▸ Exercise directions
What is the number of lines in the data that hold the string "getContent"? Reply with that number only.

▸ Entries shown
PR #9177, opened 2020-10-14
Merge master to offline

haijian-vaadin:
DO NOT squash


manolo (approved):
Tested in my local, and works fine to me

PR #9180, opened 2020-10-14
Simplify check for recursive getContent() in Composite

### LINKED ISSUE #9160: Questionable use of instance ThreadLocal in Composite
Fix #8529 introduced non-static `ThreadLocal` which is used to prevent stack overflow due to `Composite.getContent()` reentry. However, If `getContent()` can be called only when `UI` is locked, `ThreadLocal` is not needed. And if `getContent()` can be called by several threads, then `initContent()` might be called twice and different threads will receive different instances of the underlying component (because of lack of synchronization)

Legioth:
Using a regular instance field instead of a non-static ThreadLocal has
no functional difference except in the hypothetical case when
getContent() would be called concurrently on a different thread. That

▸ Result for this exercise
3